In an effort to support National Breast Cancer Awareness Month, The South Los Angeles Report visited and listened to stories from women affected by the disease. The Women of Color Breast Cancer Survivors Support Group is made up of cancer survivors, supporters of cancer survivors and those currently receiving treatment for cancer.


Housed in a dilapidated medical building on a sleepy street in Inglewood, the Women of Color Breast Cancer Survivors Support Group works to educate women on a cancer that kills one woman in the United States every 15 minutes.

“I didn’t know black women got breast cancer,” said Happy Johnson, who was diagnosed with Stage III breast cancer in 1998. “I never saw someone who looked like me on a poster.”

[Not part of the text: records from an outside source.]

PR #4880, opened 2025-09-29
make agent manager singleton

yingjiehe-xyz:
Agent manager should be created every time and can be shared in different classes


crates/goose/src/execution/manager.rs
```diff
@@ -44,6 +54,17 @@ impl AgentManager {
         Ok(manager)
     }
 
+    // Public method to get or initialize the singleton instance
+    pub async fn instance(max_sessions: Option<usize>) -> Result<Arc<Self>> {
```
DOsinga: a singleton shouldn't take a parameter. that or it should fail if you try to get one with a different max_sessions

crates/goose/src/execution/manager.rs
```diff
@@ -12,17 +12,27 @@ use etcetera::{choose_app_strategy, AppStrategy};
...
     default_provider: Arc<RwLock<Option<Arc<dyn crate::providers::base::Provider>>>>,
 }
 
 impl AgentManager {
-    pub async fn new(max_sessions: Option<usize>) -> Result<Self> {
+    // This new method is ONLY used for TEST.
+    pub async fn new_for_test(max_sessions: Option<usize>) -> Result<Self> {
+        // Same implementation as the private new() method
+        // This bypasses the singleton pattern for tests
+        Self::new(max_sessions).await
```
DOsinga: I don't think this is the way; we end up testing a non singleton behavior while in prod we have a singleton.

I would suggest adding something like:

```
#[cfg(test)]
   pub async fn reset_for_test() {
       unsafe {
           AGENT_MANAGER.take();
       }
   }
```

that way you can call that in the tests when you need a new singleton.

crates/goose/src/execution/manager.rs
yingjiehe-xyz: Done

crates/goose/src/execution/manager.rs
yingjiehe-xyz: `AGENT_MANAGER.take();` should not work here as we borrow the immutable as mutable, updated code

crates/goose/src/execution/manager.rs
```diff
@@ -12,25 +12,41 @@ use etcetera::{choose_app_strategy, AppStrategy};
...
 pub struct AgentManager {
     sessions: Arc<RwLock<LruCache<String, Arc<Agent>>>>,
     scheduler: Arc<dyn SchedulerTrait>,
     default_provider: Arc<RwLock<Option<Arc<dyn crate::providers::base::Provider>>>>,
 }
 
 impl AgentManager {
-    pub async fn new(max_sessions: Option<usize>) -> Result<Self> {
+    /// Reset the global singleton - ONLY for testing
+    pub fn reset_for_test() {
```
DOsinga, line 30: you do want to annotate this with test only though

crates/goose/tests/execution_tests.rs
```diff
@@ -25,8 +25,10 @@ mod execution_tests {
     }
 
     #[tokio::test]
+    #[serial]
     async fn test_session_isolation() {
-        let manager = AgentManager::new(None).await.unwrap();
+        AgentManager::reset_for_test();
```
DOsinga, line 30: why do we need to reset these? I'd imagine you only want to reset for testing for situations where you actually want to test that a new singleton does somethign different

crates/goose/src/execution/manager.rs
```diff
@@ -44,6 +60,17 @@ impl AgentManager {
         Ok(manager)
     }
 
+    /// Get or initialize the singleton instance
```
DOsinga: here and elsewhere, delete the comments they don't add

crates/goose/tests/execution_tests.rs
```diff
@@ -263,59 +266,85 @@ mod execution_tests {
...
         let result = manager.remove_session(&session).await;
         assert!(result.is_err());
         assert!(result.unwrap_err().to_string().contains("not found"));
+
+        AgentManager::reset_for_test();
+    }
+
+    #[tokio::test]
+    #[serial]
+    async fn test_singleton_persistence_across_calls() {
```
DOsinga: I dont think this test is adding anything

crates/goose/src/execution/manager.rs
yingjiehe-xyz: I don't think it work here, we can use `#[cfg(test)]` if the tests are agent class are in the same package, otherwise, tests cannot find the `reset_for_test`

see error:
```
no function or associated item named `reset_for_test` found for struct `AgentManager` in the current scope
```

crates/goose/tests/execution_tests.rs
yingjiehe-xyz: Done

crates/goose/tests/execution_tests.rs
yingjiehe-xyz: I think it is better to reset every time to keep the tests isolated from each other

DOsinga: yeah,  no. you should isolate these tests from the rest of the system, but if you write tests for a singleton and then reset the singleton all the time, what are you testing?

yingjiehe-xyz: Do you mean that we want to cover the singleton access crossing multiple test cases? Unit tests should only cover each simple functionalities of the methods, we have a test case to test the multiple access as the same time, and others for the main logic, to make all these tests isolated, we need such reset.

PR #4884, opened 2025-09-29
fix(providers): update Claude Sonnet 4 model identifier

jmdaly:
## Pull Request Description

Remove date suffix from claude-sonnet-4-20250514 model name in GitHub Copilot provider configuration. Updates both the main models list and streaming models list to use the "claude-sonnet-4" identifier, which is the model name in GitHub's API.

Prior to this, whenever Sonnet 4 was used with the `github_copilot` provider in goose, issuing a request to goose would result in being returned to the prompt each time. Then I'd have to send another message to get it to keep going. After that message, it would return to the prompt, etc. This fix seems to make Sonnet 4 work correctly, in the way the other models do.

---

**Email**: jmdaly@gmail.com


angelahning (approved):
interesting. Thanks!

PR #4885, opened 2025-09-29
alexhancock/mcp-crate-cleanup

alexhancock:
Re-introducing https://github.com/block/goose/pull/4800 with a fix commit for some argument formatting issues that came up with providers

https://github.com/block/goose/commit/ca160bf7cfb8e252d2cd9f3b666caf8c54eb3e75


alexhancock:
The line counts (add/remove) are now the same, but I promise it's better code now 😆 

More tests, less custom stuff, more using a standard lib

amed-xyz (approved):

Listen to Johnson’s story:

The women gathered to tell their stories in hopes that more black and Hispanic women will realize breast cancer can happen to them.

“Early detection is key,” said two-year survivor Mary Battle. “I am a witness of that.”

Battle was diagnosed at the age of 60 with Stage 0 breast cancer, the least aggressive form of the disease.

“I am the third straight generation in my family affected with cancer,” Battle said.

Battle had a double mastectomy a month after she was diagnosed.

“I wasn’t fooling around,” she said.

Listen to Battle’s story:

Marva Cobb, whose mother died of breast cancer in 1996, was diagnosed in 2004. Cobb immediately turned to the Women of Color Breast Cancer Survivors Support Group, a group that offered so much support to her mother.